### Assignment
Among the entries, which lines carry the string "running"? Copy every one.

Stored data entries:

PR #552, opened 2019-05-11
Add memory limit

texasmichelle:
This aids GKE autoprovisioning in creation of appropriate node sizes

---
This change is [Reviewable](https://reviewable.io/reviews/kubeflow/examples/552)


amygdala:
(don't think I'm an approver, but let me try)
/approve

PR #555, opened 2019-05-13
[docs]: enhance documentation for chosen namespace

travishen:
The web-ui pod is deploy on namespace `kubeflow`.

---
This change is [Reviewable](https://reviewable.io/reviews/kubeflow/examples/555)

### DIFF
--- a/mnist/README.md
+++ b/mnist/README.md
@@ -91,7 +91,9 @@ With our data and workloads ready, now the cluster must be prepared. We will be 
 
 In the following instructions we will install our required components to a single namespace.  For these instructions we will assume the chosen namespace is `kubeflow`.
 
-
+```
+kubectl config set-context $(kubectl config current-context) --namespace=kubeflow
+```
 
 ### Training your model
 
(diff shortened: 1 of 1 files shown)


travishen:
I signed it!

jinchihe:
@travishen In fact, we have description in the `Preparing your Kubernetes Cluster` section in the README file as `In the following instructions we will install our required components to a single namespace. For these instructions we will assume the chosen namespace is kubeflow`. so all commands in the README file omit the `-n kubeflow`. do you think is that need to clear this? if so, personally I suggest to add more clear descrition to remind user to configure k8s content to set `kubeflow` as current namespace. Thanks.

travishen:
@jinchihe Thanks for the remind. I've updated it by:
* Add command to set the namespace preference
* Omit the `-n kubeflow` in two commands

jinchihe:
> @jinchihe Thanks for the remind. I've updated it by:
> 
>     * Add command to set the namespace preference
> 
>     * Omit the `-n kubeflow` in two commands

Great! Thanks!

travishen:
Thanks for the review!

PR #559, opened 2019-05-17
Examples for pipelines running on-premise

### LINKED ISSUE #548: Examples for pipelines running on-premise

jinchihe:
fixes #548 

There is a requirement of on-prem preject, that's #548. I merged the pipeline for GCP and on-premise cluster. Thanks.

---
This change is [Reviewable](https://reviewable.io/reviews/kubeflow/examples/559)


DanSanche:
I'm not too familiar with volumes in KFP yet, will your volume request work with GCP as well? If so, it would probably be worth using the same pipeline for both

jinchihe:
@DanSanche Thanks. I do not think the volume request work with GCP, but I think there is no impact for GCP sample, since the `--function` option (see updated Readme) will separate pipelines (workflow) for GCO and on-prem cluster, in other words, that are two ways for GCP and On-prem after compiled.

- For GCP
```
python venv/bin/dsl_compile --py mnist_pipeline.py --output mnist_pipeline_gcp.tar.gz --function mnist_pipeline_gcp
```
- For on-prem

```
python venv/bin/dsl_compile --py mnist_pipeline.py --output mnist_pipeline_onprem.tar.gz --function mnist_pipeline_onprem
```

jinchihe:
/hold

Will update more to try merge gcp and onprem.

jlewi:
Thanks @jinchihe 

@DanSanche I believe using PVC should work on GCP or any platform. I think the issue we run into with PVC is whether the PVC supports RW Many  or not. If it doesn't support RW many then you won't be able to run multiple steps in parallel that need to mount it.

One portable solution is to create a PVC for an NFS share. There are ways to run NFS on prem and cloud (including in cluster). 

That said for GCP its probably better to use GCS if possible then Cloud NFS (for reasons of cost and performance).

My bigger question is whether the PVC should be created as part of the pipeline?

The pattern I would usually follow is to create a PVC outside the pipeline and then just mount it if and when it was needed.

If you create the PVC inside the pipeline
  
  * What is the lifecycle of the PVC? Is the PVC deleted after the pipeline runs?
  * Is a new PVC created on each run?

The pattern I would follow (e.g [this notebook](https://github.com/jlewi/kubecon-demo/blob/master/ames-xgboost-build-train-deploy.ipynb)) is

   * Create a shared filesystem (e.g. Cloud Filestore on GCP)
   * Create a PVC for that filesystem
   * Mount that PVC on any job, pipeline, notebook that wants to share data

   * For example if I run a pipeline that uses that PVC and I also mount that PVC in my notebook then I can easily access any data in my notebook created by the pipeline

I think the main thing is I wouldn't want the lifecycle of the PVC to be tied to ephemeral objects like pipelines


/cc @IronPan 

p.s I'm at Kubecon this week and vacation next week so I will be very slow with reviews.

jinchihe:
Thanks your comments @jlewi and @DanSanche, Sorry for later :-)

Updated the code change as following, referred to implement method of [tfx sample](https://github.com/kubeflow/pipelines/tree/master/samples/tfx) in pipelines repo:
1. Addressed @jlewi comments, removed the PVC creating code, and let use input the pvc name.
2. For easy maintenance and to avoid code duplication, merged the pipeline definition functions for GCP and On-Prem cluster.
3. Define the variable platform to switch GCP and On-Prem, by default that's for GCP, if use want to try the pipeline on On-Prem cluster, need to update simplely as README description.
4. Updated Readme file, but keep the code part of readme file since I think that's introduction for user, that's clear.

jlewi:
Thanks!
/lgtm
/approve

bruceche11:
@jinchihe 
I run the example of  examples/pipelines/mnist/mnist_pipeline_on_prem.py  on my kubeflow,,,failed.
so I walk into the two Dockerfile,
https://github.com/kubeflow/examples/blob/master/mnist/Dockerfile.model
https://github.com/kubeflow/pipelines/blob/master/components/kubeflow/deployer/Dockerfile
am I walked wrong? if not, i continue
i trained succeed, but deploy, failed.
my question:
in the second Dockerfile(for deploy),there are google cloud sdk , ksonnet, k8s,
      ① the ksonnet is archived, so is it useful? 
      ②the k8s version must be 1.11.2 and the kubeflow version must be 0.4.0, right?

Thank you very much in advance.

jinchihe:
@bruceche11 I think the example is not updated recently, not sure if that can be executed with new kubeflow, but that should be fine with some enhancement. That's very great if you have time to enhance that. Thanks.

### Exercise answer
Examples for pipelines running on-premise
### LINKED ISSUE #548: Examples for pipelines running on-premise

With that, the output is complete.